確かに絶対的な全国エリアの広さや、駅や商業ビル内への屋内基地局整備では、イー・モバイルは他社よりも遅れを取っている。だが、サービスエリア化された地域での、屋外・屋内での“つながりやすさ”は十分に実用的であり、クオリティは高いと感じている。
さらにデータ通信サービスの「実効速度(スループット)」においても、イー・モバイルは健闘している。当初はユーザー数が少なかったので、実効速度が速いのは当たり前だった。しかし、ユーザー数が急増した今も、都市部での利用でも著しくスピードが落ちるといった印象はない。イー・モバイルは後発の強みを生かして小型基地局を中心にエリア展開をし、当初から「ブロードバンド時代の需要や利用を見越したエリア設計にしている」(イー・モバイル幹部)と聞く。その取り組みの成果はしっかり出ているようだ。
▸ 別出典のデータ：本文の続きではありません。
PR #16677, opened 2024-07-05
Docs: Update the Angular version table.

gorzelinski:

Docs: Update the Angular version table.

---

### Additional information

### DIFF
--- a/docs/getting-started/integrations/angular.md
+++ b/docs/getting-started/integrations/angular.md
@@ -83,7 +83,7 @@ Because of the breaking changes in the Angular library output format, the `@cked
 	<tr>
 	 <td><code>^1</code></td>
 	 <td><code>5.x&nbsp;-&nbsp;8.x</code></td>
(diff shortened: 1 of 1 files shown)


gorzelinski:
I tested different versions of all packages: our Angular component, CKEditor, and Angular itself. Our Angular component in version 7 seems to work with CKEditor 5 in ver. 37+. I wasn't able to marry version 8 with the CKEditor in ver. 37. There is a problem with types. That's probably because of changes in dependencies. Surprisingly, all setups seem to work with Angular as low as 13. Initially, the styling wasn't working, but I solved the problem by importing CSSes differently.

godai78 (approved):
LGTM

filipsobol:
>  Initially, the styling wasn't working, but I solved the problem by importing CSSes differently.

Do you think others might encounter the same problem? If so, it might be worth adding to the docs.

filipsobol (approved):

ユーザー数が急増し、PCを中心に大容量のデータ通信が行われていても、十分な実効速度が出ている。いまだサービスエリア拡大中のため、どうしても見えにくくなりがちだが、イー・モバイルのインフラの実力値はかなり高い。
●トレンドにきっちり乗る、たくみなマーケティング
もう1つの「マーケティング」の部分では、データ通信分野の“トレンドにきっちり乗っている”のが、イー・モバイルの特徴になっている。
それが顕著に現れたのが、通称“100円PC”と呼ばれたNetbookとのセット販売だろう。これは低廉な超小型PCであるNetbookを、データ通信サービスでの2年間契約を条件に破格で売るというもの。これは携帯電話販売でかつて主流となり、総務省に問題視された挙げ句に廃された「販売奨励金モデル」をそのまま廉価版PCに用いたものだ。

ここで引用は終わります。